This article is part of TPM Cafe, TPM’s home for opinion and news analysis. It first appeared at The Conversation.
This is a companion discussion topic for the original entry at https://talkingpointsmemo.com/?p=1399423
This article is part of TPM Cafe, TPM’s home for opinion and news analysis. It first appeared at The Conversation.
One of my favorite scientists with a drive to write clearly for the general public. RIP EO
I found myself explaining to a friend who Wilson was and called him “the Carl Sagan of biology”. On reflection I corrected myself and said that was wrong, Wilson’s contributions to his field far outweigh anything Sagan did. As a restoration ecologist it’s difficult for me to even imagine anything more fundamental and important than his development of island biogeography - it is perhaps the most important concept in ecology. He was a giant.
All ecosystems are islands. And the singularly human need to homogenize all them has brought about the sixth great extinction.
E.O. Wilson tried to communicate this to us with crisp, insightful prose and solid science, but there was also a hint of sadness in his writing and when he spoke on these topics. The metaphors contained in the behavior of social insects are lost to most social hominids…
E.O. Wilson’s avuncular style masked a willingness to push the envelope and fight for what he believed was true; e.g., I’m sure some here will recall the uproar his book on sociobiology initiated as well as the ambition of his work on Consilience. I was never entirely persuaded by these latter efforts (though it did me good to wrestle with them) and what I remember most was his patent fascination with and affection for what he studied: not just the discipline but the objects of his attention, from ants to systems. Like Barbara McClintock and other groundbreaking biologists he was not just intellectually bold, he had a ‘feeling for the organism,’ a sense of its lived life and the astonishing variety inherent in its lineage and world.
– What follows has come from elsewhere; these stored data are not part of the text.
PR #1131, opened 2023-07-04
Let `JarFileLocation` work with custom `ClassLoader` URIs

odrotbohm:
IMPORTANT: I did not add any new test cases to verify the scenario described in the following, as I was unable to get the project imported into my IDE. The existing tests still succeed so that I feel confident I didn't break anything. Furthermore, a downstream sample project producing the described scenario works with the fix applied and previously failed.

Some ClassLoaders that work with repackaged JAR files return custom resource URIs to indicate custom class loading locations. For example, the ClassLoader in a packaged Spring Boot's returns the following URI for source package named example: jar:file:/Path/to/my.jar!/BOOT-INF/classes!/example/. Note the second "!/" to indicate a classpath root.

Prior to this commit, JarFileLocation was splitting paths to a resource at the first "!/" assuming the remainder of the string would depict the actual resource path. That remainder potentially containing a further "!/" would prevent the JAR entry matching in FromJar.classFilesBeneath(…) as the entries themselves do not contain the exclamation mark.

This commit changes the treatment of the URI in JarFileLocation to rather use the *last* "!/" as splitting point so that the remainder is a proper path within the ClassLoader and the matching in FromJar.classFilesBeneath(…) works properly.

### DIFF
--- a/archunit-3rd-party-test/build.gradle
+++ b/archunit-3rd-party-test/build.gradle
@@ -1,0 +1,16 @@
+plugins {
+    id 'archunit.java-conventions'
+}
+
+ext.moduleName = 'com.tngtech.archunit.thirdpartytest'
+
+dependencies {
+    testImplementation project(path: ':archunit', configuration: 'shadow')
+    testImplementation project(path: ':archunit', configuration: 'tests')
+    testImplementation dependency.springBootLoader
+    dependency.addGuava { dependencyNotation, config -> testImplementation(dependencyNotation, config) }
+    testImplementation dependency.log4j_slf4j
+    testImplementation dependency.junit4
+    testImplementation dependency.junit_dataprovider
+    testImplementation dependency.assertj
+}
--- a/archunit-3rd-party-test/src/test/java/com/tngtech/archunit/core/importer/SpringLocationsTest.java
+++ b/archunit-3rd-party-test/src/test/java/com/tngtech/archunit/core/importer/SpringLocationsTest.java
@@ -1,0 +1,96 @@
+package com.tngtech.archunit.core.importer;
+
+import java.io.File;
+import java.io.IOException;
+import java.net.URL;
+import java.util.Arrays;
+import java.util.Iterator;
+import java.util.function.Function;
+import java.util.jar.JarFile;
+import java.util.stream.Stream;
+
+import com.tngtech.archunit.core.importer.testexamples.SomeEnum;
+import com.tngtech.archunit.testutil.SystemPropertiesRule;
+import com.tngtech.java.junit.dataprovider.DataProvider;
+import com.tngtech.java.junit.dataprovider.DataProviderRunner;
+import com.tngtech.java.junit.dataprovider.UseDataProvider;
+import org.junit.Rule;
+import org.junit.Test;
+import org.junit.runner.RunWith;
+import org.springframework.boot.loader.LaunchedURLClassLoader;
+import org.springframework.boot.loader.archive.Archive;
+import org.springframework.boot.loader.archive.JarFileArchive;
+
+import static com.google.common.collect.Iterators.getOnlyElement;
+import static com.google.common.collect.MoreCollectors.onlyElement;
+import static com.google.common.collect.Streams.stream;
+import static com.google.common.io.ByteStreams.toByteArray;
+import static com.tngtech.archunit.core.importer.LocationTest.classFileEntry;
+import static com.tngtech.archunit.core.importer.LocationTest.urlOfClass;
+import static com.tngtech.archunit.core.importer.LocationsTest.unchecked;
+import static com.tngtech.java.junit.dataprovider.DataProviders.testForEach;
+import static org.assertj.core.api.Assertions.assertThat;
+
+@RunWith(DataProviderRunner.class)
+public class SpringLocationsTest {
+    /**
+     * Spring Boot configures some system properties that we want to reset afterward (e.g. custom URL stream handler)
+     */
+    @Rule
+    public final SystemPropertiesRule systemPropertiesRule = new SystemPropertiesRule();
+
+    @DataProvider
+    public static Object[][] springBootJars() {
+        Function<Function<TestJarFile, TestJarFile>, TestJarFile> createSpringBootJar = setUpJarFile -> setUpJarFile.apply(new TestJarFile())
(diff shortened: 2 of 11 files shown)


odrotbohm:
@codecholeric @hankem – This was originally reported against Spring Modulith in spring-projects/spring-modulith#221. The fix would be crucial to get our runtime support working. I'd appreciate any estimations on a release including that fix (potentially rather a 1.0.2 than a 1.1?) as we find ourselves blocked from releasing Spring Modulith 1.0 RC1.

codecholeric:
Hey @odrotbohm, again, sorry that it took me so long right now :see_no_evil: My problem was that I couldn't really overview the whole impact, because I never anticipated multiple separators `!/` within the `ClassLoader` URLs. Thus, I wanted to be careful that I really understand this and the impact.
To understand it I decided to add some real "3rd party tests" for this, using the Spring Boot `ClassLoader`, but then my journey down the rabbit hole began :grimacing: I didn't know you could customize URL handling that heavily (and transparently), and once I saw that there was a custom Spring `JarFile`, `JarURLConnection`, `URLStreamHandler` and so on I started to ponder if this should even go into core ArchUnit, or if it would be a cleaner approach to define some extension point that Modulith could implement to add this custom URL handling in any way that makes sense. I'm still not completely sure about this, but I figured that using the last separator `!/` for now doesn't destroy anything and if it fixes the problem at hand, then that's an okay compromise between "being clean" and being pragmatic :shrug: 

Anyway, there is one case that currently doesn't work though (I've documented this in a test). If the directory entries within the JAR file are missing, then the respective classes within a certain package won't be found correctly. I had this problem in the past (e.g. the old `rt.jar` decided to leave out the directory entries). Back then I implemented some workaround to scan through all the JARs on the classpath as well and look for entries that start with the respective prefix. But this won't work in this case, because without custom knowledge about the Spring Boot JAR layout it's impossible to know that entries need to be taken relative to `BOOT-INF/classes` only. And that IMHO crosses the point where it should really be a framework dependent extension point, if we want to support this, too.
But since I don't even know if there ever are Spring Boot JARs out there that miss the directory entries (e.g. if the directory entry `BOOT-INF/classes/` is missing AFAIS deriving the nested archive crashes anyway), I'm also fine to add it like that for now and see if there ever will be a follow up issue. Except if you with your background knowledge about Spring can already tell that this will definitely be a problem, then we can ponder if we improve this right away. But then also maybe in a follow up PR so the problem at hand is fixed at least.

Anyway, I tried to make some improvements to the test infrastructure on the way and then added some more tests, I'd be happy if you can take a look if this makes sense to you. The last commit I would squash onto your's if that's alright, since it adds extra tests for the concrete fix.

In any case, I think it would make sense to add to your commit message also a note, that using 
```
jar:file:/foo/bar.jar!/BOOT-INF/classes!/
```
as a root JAR URL (where originally only a real root URL of a JAR file was supported, e.g. `jar:file:/foo/bar.jar`) works because of the custom Spring Boot `URLStreamHandler` magic. Because that was the most puzzling for me in the beginning, why just using this "composite" JAR URL as `new URL(..)` would suddenly be able to derive the nested archive correctly as `ClassFileSource` :joy: Took me quite some time to find that piece of the puzzle.

codecholeric:
PS: Aaaand I see that my tests of course fail on some platforms :man_facepalming: URL handling is so much fun to do cross-platform and across all JDK versions :grimacing: Gonna look into that tomorrow! I think you can still review it if it generally makes sense from your point of view...

codecholeric:
I think by looking at the test fails I actually found a way to fix the "classes in packages can't be found if there are no directory zip entries" problem :slightly_smiling_face: Because, there was a "legacy way" that actually looked through the context for `URLClassLoaders` and considered all their URLs as part of the classpath. For some reason I removed this behavior >= JDK 9 (I think it was only because I thought the `URLClassLoader` would lose it's wide usage post JDK 8 and it wouldn't make a difference anyway cause the classpath property typically has the same URLs). 
But with this behavior in place we actually obtain URLs like `jar:file:/some/path.jar!/BOOT-INF/classes!/` from the Spring Boot `ClassLoader`, and these again with the custom Spring Boot URL handling in place will stream their entries correctly so that also classes in packages without directory zip entry will then be found :partying_face: (at least that's what the tests so far suggest to me...)
Anyway, let me know what you think! If all this makes sense for you I would rearrange the commit history a little once again to put the legacy behavior in action for JDK > 8 in a separate commit and with a clear explanation why.

odrotbohm:
I know too little about the way Boot sets up the class loading in the fat JARs they create. I've asked @wilkinsona to comment, but am not sure when he's going to find time.

Personally, I don't have any objectives except getting ArchUnit to work with classes in a running Spring Boot application. Given that this particular context should be a rather rare case for now (and only affects projects using Spring Modulith's runtime support), I agree that the focus should be on making sure that the currently already working scenarios still continue to work. In other words: if we do not catch all corner cases of the “run ArchUnit within a Boot app” is just fine.

wilkinsona:
The changes here look good to me. I can't see anything that's Spring Boot specific in the main code and that's the way it should be.

Regarding jars without directory entries, that can happen with Spring Boot. It shouldn't happen with the "outer" jar as it's created by our build plugins and they will create directory entries. It may happen with jars nested in `BOOT-INF/lib`, however, as we do not have any control over their contents.

The code in Spring Framework's `PathMatchingResourcePatternResolver` may be of interest here. For example, its `addAllClassLoaderJarRoots` method is similar to the changes that are proposed here for working with `URLClassLoader` and finding jars on the classpath.

codecholeric:
Thanks for the feedback, then I'm gonna get this ready and create a bugfix release!

codecholeric:
Okay, as a last test I've now added a JAR without directory entries to the `BOOT-INF/lib` folder and that class also could be found correctly. So I would expect it's at least a reasonable shot now :grin: (since it's URL handling I'm already waiting for the first "but on platform x with version y" bug report, but hey... One issue at a time :grin:)

codecholeric:
Just FYI: I decided to just release 1.1.0 with this fix. Because some stuff has accumulated meanwhile and I don't think it makes sense to separate this for a bug fix release (the other changes are either also bug fixes or "low danger" improvements)

odrotbohm:
Confirming 1.1.0 solves the original problem! Thanks, Pete! 🥳🙇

What a magnificent article on a magnificent human and scientist in whatever order your mind conjures up at a particular moment. Well done young man! I love nature documentaries and have watched several involving E.O. Admittedly the first time I noticed the listing of a show on ants, I hesitated, but boy if I see where one of those is coming I change my schedule. We can only hope more of us catch his bug before we lose our sustainable earth, the only one we’ll ever know.